# [Work instruction]
Show every line from the entries that follow which holds the word "maybe".

- - - - -

Issue #1074, opened 2019-08-22
MC updates could cause unexpected results for static pod manifests.


hexfusion:
I am seeing circumstances[1] where when MC updates are made to static pod manifests it appears the original file supersede the new file.  

kubelet logs
```
Aug 14 12:08:11 ip-10-0-144-177 hyperkube[1491]: I0814 12:08:11.923936    1491 file.go:200] Reading config file "/etc/kubernetes/manifests/etcd-member.yaml"
Aug 14 12:08:11 ip-10-0-144-177 hyperkube[1491]: I0814 12:08:11.925976    1491 file.go:200] Reading config file "/etc/kubernetes/manifests/etcd-member.yaml.mcdorig"
```

The change was made here[2], while I understand its usefulness I am surprised that kubelet will read any file in manifest dir apparently regardless of extension. Still digging but wanted to get this in front of maintainers eyes early for input.

[1] https://gcsweb-ci.svc.ci.openshift.org/gcs/origin-ci-test/pr-logs/pull/openshift_machine-config-operator/1056/pull-ci-openshift-machine-config-operator-master-e2e-restore-cluster-state/16
[2] https://github.com/openshift/machine-config-operator/pull/797

/cc @runcom @kikisdeliveryservice

runcom:
> The change was made here[2], while I understand its usefulness I am surprised that kubelet will read any file in manifest dir apparently regardless of extension. Still digging but wanted to get this in front of maintainers eyes early for input.

ouch, guess that's a real bug then, maybe we shouldn't use $PWD for the `.mcdorig` backup file, I'll fix that.

runcom:
@hexfusion do we have a BZ for this?

hexfusion:
> @hexfusion do we have a BZ for this?

@runcom I will verify my claim and file bug if that is the case. I am just going from logs at the moment but will test shortly.

runcom:
> @runcom I will verify my claim and file bug if that is the case. I am just going from logs at the moment but will test shortly.

thanks a lot Sam

hexfusion:
@runcom https://bugzilla.redhat.com/show_bug.cgi?id=1744580

PR #1075, opened 2019-08-22
Bug 1744580: pkg/daemon: create orig file outside of pwd for the file

runcom:
Backing up the original file to its $PWD has a side effect on certain
directories like the Kube static pod dir. If a file is backed up there,
it will be still processed by kube which is completely wrong and
unwanted.
This patch is instead backing up the file inside
/etc/machine-config-daemon/$FPATH avoiding the pitfall above.

Fix https://github.com/openshift/machine-config-operator/issues/1074

Let's debate on the `/etc/machine-config-daemon` location, I don't really like it but I'm accepting other suggestions.

cc @hexfusion 

### DIFF
--- a/pkg/daemon/update.go
+++ b/pkg/daemon/update.go
@@ -747,8 +747,12 @@ func (dn *Daemon) writeFiles(files []igntypes.File) error {
 	return nil
 }
 
+func origParentDir() string {
+	return filepath.Join("/etc", "machine-config-daemon", "orig")
+}
+
 func origFileName(fpath string) string {
-	return fpath + ".mcdorig"
+	return filepath.Join(origParentDir(), fpath+".mcdorig")
 }
 
 func createOrigFile(fpath string) error {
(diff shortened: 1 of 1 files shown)


cgwalters:
Oh wow...

/approve

Longer term, I think it'd be a lot better to use ostree for this by default, since that way it's all transactional by default...it would mean we'd be less transactional on "classic RHEL" but hey, everyone running that just accepts that your computer is toast if it crashes in the middle of `yum update` anyways, so...

hexfusion:
LGTM!

/cc @abhinavdahiya @vrutkovs

sgreene570:
@runcom can you fix the typo in your commit message? (Or maybe reword it, the title is kinda confusing).

runcom:
> @runcom can you fix the typo in your commit message? (Or maybe reword it, the title is kinda confusing).

oh yeah, just noticed

PR #1079, opened 2019-08-23
[4.3] baremetal: run coredns healthcheck on 8083

karmab:
**- What I did**
change the port used for coredns health plugin in baremetal platform

**- How to verify it**
deploy with baremetal and check port 8083

switch to port 8083 for coredns healthcheck on baremetal

### DIFF
--- a/manifests/baremetal/coredns-corefile.tmpl
+++ b/manifests/baremetal/coredns-corefile.tmpl
@@ -1,6 +1,6 @@
 . {
     errors
-    health
+    health :8083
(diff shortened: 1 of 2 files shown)


e-minguez:
Related: https://github.com/openshift/ocs-operator/issues/53

runcom:
4.2 or next? if 4.2 it needs a BZ

karmab:
> 4.2 or next? if 4.2 it needs a BZ

next

cybertron:
This change will also need to be made in https://github.com/openshift/machine-config-operator/blob/master/templates/common/baremetal/files/baremetal-coredns-corefile.yaml and https://github.com/openshift/machine-config-operator/blob/master/templates/common/baremetal/files/baremetal-coredns.yaml in order to be effective on anything but the bootstrap node.

PR #1080, opened 2019-08-23
Bug 1745016: [release-4.1] add base templates with default inotify.max_user settings

kikisdeliveryservice:
Cherrypicks: #1063
Closes: BZ 1745016

cc: @runcom


kikisdeliveryservice:
i think i need to update the tests with the new templates...

/hold

runcom:
/approve
/lgtm

waiting on the 4.2 BZ to be verified, refresh here and this should be good to go

mfojtik:
Approving as this met all formal criteria for backport process, has valid master/4.2 BZ that is in valid state, this is not a feature and already soaked in master for ~9 days.

/cc @jwforres

PR #1083, opened 2019-08-26
Bug 1743768: avoid excessive dentries due to keepalived static pod health check

bcrochet:
curl commands on the keepalived static pod cause a huge amount of memory dentries.
The underlying bug is https://bugzilla.redhat.com/show_bug.cgi?id=1571183.

For more details see:
https://github.com/openshift/machine-config-operator/pull/705
https://github.com/openshift/openshift-ansible/pull/11829

Supersedes PR #1070

**- What I did**

**- How to verify it**


runcom:
@celebdor ptal

/approve

PR #1084, opened 2019-08-26
ctrcfg: setup OWNERS for code and templates

runcom:
Code and templates is owned by the Node team (was Container Runtime team). Setup some OWNERS file
to make sure they're correctly assigned when something changes there.


abhinavdahiya:
on installer repo we use OWNER_ALIASES for better handling https://github.com/openshift/installer/blob/master/OWNERS_ALIASES might be useful here.

PR #1085, opened 2019-08-26
[release 4.1] Bug 1741065: Report degraded reason in cluster operator status

LorbusChris:
Closes: BZ 1741065

**- What I did**
4.1.z backport of BZ 1741064 (GH https://github.com/openshift/machine-config-operator/pull/1064)
Makes syncAll fail fast like upstream
Add reason for degradation to ClusterOperatorStatusCondition
Updated unit tests

**- How to verify it**
CI

pkg/operator: Report degraded reason in cluster operator status

### DIFF
--- a/pkg/operator/sync.go
+++ b/pkg/operator/sync.go
@@ -15,7 +15,6 @@ import (
 	apiextv1beta1 "k8s.io/apiextensions-apiserver/pkg/apis/apiextensions/v1beta1"
 	apierrors "k8s.io/apimachinery/pkg/api/errors"
 	metav1 "k8s.io/apimachinery/pkg/apis/meta/v1"
-	utilerrors "k8s.io/apimachinery/pkg/util/errors"
 	"k8s.io/apimachinery/pkg/util/wait"
 
 	"github.com/openshift/machine-config-operator/lib/resourceapply"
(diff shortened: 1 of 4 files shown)


runcom:
> * expected dependent [Bugzilla bug 1744764](https://bugzilla.redhat.com/show_bug.cgi?id=1744764) to be in one of the following states: VERIFIED, RELEASE_PENDING, CLOSED (ERRATA), but it is ON_QA instead

yep, perfect

pkg/operator/sync.go
```diff
@@ -30,22 +29,32 @@ type syncFunc struct {
...
 
-	var errs []error
+	var syncErr syncError
 	for _, sf := range syncFuncs {
 		startTime := time.Now()
-		errs = append(errs, sf.fn(rconfig))
+		syncErr = syncError{
+			task: sf.name,
+			err:  sf.fn(rconfig),
+		}
```
runcom: in 4.1 this is going to shadow errors coming from the other sync functions as we're not breaking at the first error like in 4.2 - this needs another angle to tackle um

LorbusChris: hm, I added the break, see below. Is this what you mean here?

runcom: I think this is good actually.

PR #1086, opened 2019-08-26
Bug 1741817: mcd: Add /run/machine-config-daemon-force stamp file

cgwalters:
This causes the MCD to skip validating against `currentConfig` (or `pendingConfig`).

Related: https://bugzilla.redhat.com/show_bug.cgi?id=1741817

A long time ago, this PR introduced the current model:
https://github.com/openshift/machine-config-operator/pull/245
One aspect of this is we need to avoid reboot loops; that was
a real-world problem early in OpenShift development, although
it is probably unlikely to re-occur today.

Another problem is that we can't simply reconcile by default because
we don't have a mechanism to coordinate reboots:
 https://github.com/openshift/machine-config-operator/issues/662#issuecomment-506472687

However, this PR should aid disaster recovery scenarios and others
where administrators want the MCD to "just do it".

### DIFF
--- a/pkg/daemon/constants/constants.go
+++ b/pkg/daemon/constants/constants.go
@@ -40,4 +40,9 @@ const (
 	// object so that Ignition can process it on first boot, and then the MCD can act on
 	// non-Ignition fields such as the osImageURL and kernelArguments.
 	MachineConfigEncapsulatedPath = "/etc/ignition-machine-config-encapsulated.json"
+
+	// MachineConfigDaemonForceFile if present causes the MCD to skip checking the validity of the
+	// "currentConfig" state.  Create this file (empty contents is fine) if you wish the MCD
+	// to proceed and attempt to "reconcile" to the new "desiredConfig" state regardless.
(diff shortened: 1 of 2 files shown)


runcom:
vpc errors on e2e-aws-op

/approve

looks really good

runcom:
> We really need to roll up into status something like "draining node ip-10-0-163-146.us-east-2.compute.internal".

like a "Working reason"

runcom:
```
I0826 21:03:09.123262   26695 update.go:89] pod "downloads-5fdcfc8686-tjs5l" removed (evicted)
```

This looks like the pod that made it slow - and I think it's not listening to drain (same bug as the registry one perhaps, I"ll check)

cgwalters:
After some discussion on this I feel like this PR was wrong: what we really want is something more like "automatically reconcile any changes we detect rather than go degraded".

runcom:
The only thing we need to make sure is that whatever we’re force applying, it must be reflected into a rendered mc (like it is usually). I think one of the DR scenario advices to modify the files on host and use the force file which is ineffective if those changes aren’t in a the rendered machine config as well.

PR #1586, opened 2020-03-26
Bug 1814397: pkg/daemon: fix deletion of stale files

runcom:
We have a serious bug in how we backup "original" files and restore them.
Here, "original" means files that ship with RHCOS. Think of a default Chrony
or another system daemon configuration file. When the MCD kicks in and writes
to those files, we want to backup the original one (the shipped-with-RHCOS) in order
to restore it if a user deletes the MC that modified it (this was the initial bug reported
in GitHub at https://github.com/openshift/machine-config-operator/issues/782).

- - - - -

# [Solution]
ouch, guess that's a real bug then, maybe we shouldn't use $PWD for the `.mcdorig` backup file, I'll fix that.
@runcom can you fix the typo in your commit message? (Or maybe reword it, the title is kinda confusing).
> @runcom can you fix the typo in your commit message? (Or maybe reword it, the title is kinda confusing).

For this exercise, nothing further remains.